Median residential home prices in November were 14.6% higher than a year ago according to the National Association of Realtors (NAR). Homeowners have substantial equity. In many cases it will be possible if necessary to quickly sell a home for enough money to pay off the mortgage and prevent a foreclosure.
Increases in real estate home values are widespread. A November study by ATTOM Data Solutions found that 28.3% of all mortgaged homes in the third quarter were equity rich, an expression which means mortgage balances were 50% or less when compared with the market values for individual properties. The number of equity rich homes is actually higher than a year ago despite the pandemic and widespread unemployment.
On the other side of the coin, ATTOM also reported that only about 6% of all mortgaged properties were underwater, meaning that loan balances were at least 25% greater than estimated market values.
The idea here is not that foreclosure levels will remain steady. Instead, it’s believed that foreclosure levels will rise as moratorium programs end. However, because homeowners have so much equity massive foreclosure increases similar to the levels seen in the mortgage melt-down are not expected.
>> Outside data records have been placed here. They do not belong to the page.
PR #510, opened 2023-12-08
AT-3182 Migrating estimate and create orders

andher1802:
Migrating create and estimate orders to V2

[AT-3182](https://up42.atlassian.net/browse/AT-3182?focusedCommentId=36308&page=com.atlassian.jira.plugin.system.issuetabpanels%3Acomment-tabpanel#comment-36308)

Items:
* [X] Ran test & live-tests
* [ ] Removed credentials

For release:
* [ ] Bumped version
* [ ] Added changelog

Weekly mortgage rates fell significantly in 2020. Freddie Mac says the typical 30-year mortgage was priced at 2.66% at year-end, a record low and substantially below the 3.72% rate recorded at the start of January 2020. Such rates increase affordability and make homes more salable.
What we’ll see in 2021 is arguable. The National Association of Realtors recently polled 23 leading economists and they predict that mortgage rates will average 3.0% in 2021 and 3.25% in 2022. The long-term average mortgage rate – about 8% – is nowhere to be seen. The view here is that lower rates are in our future given the combination of massive cash stockpiles (supply) and relatively little demand as well as some $18 trillion invested worldwide with negative rates according to Bloomberg News. These low mortgage rates will continue to drive homebuying demand, and give distressed homeowners the opportunity to sell their properties in order to avoid foreclosure.
The reason for exceptional 2020 price increases is simply a lot of demand chasing little supply. There is very little available inventory and not much more is likely to come online. The 23 economists polled by NAR predict that new home starts will decline by about 30,000 units in 2021 but then rise by 90,000 units in 2022. Such numbers are nowhere big enough to significantly impact the national marketplace.
The combination of ongoing demand, interest rates at or near historic lows, and little inventory are likely to make this recession less damaging than what we saw in 2008. Like other recessions before it, real estate and the general economy may not be in sync during 2021 – something for which property owners are likely to be thankful.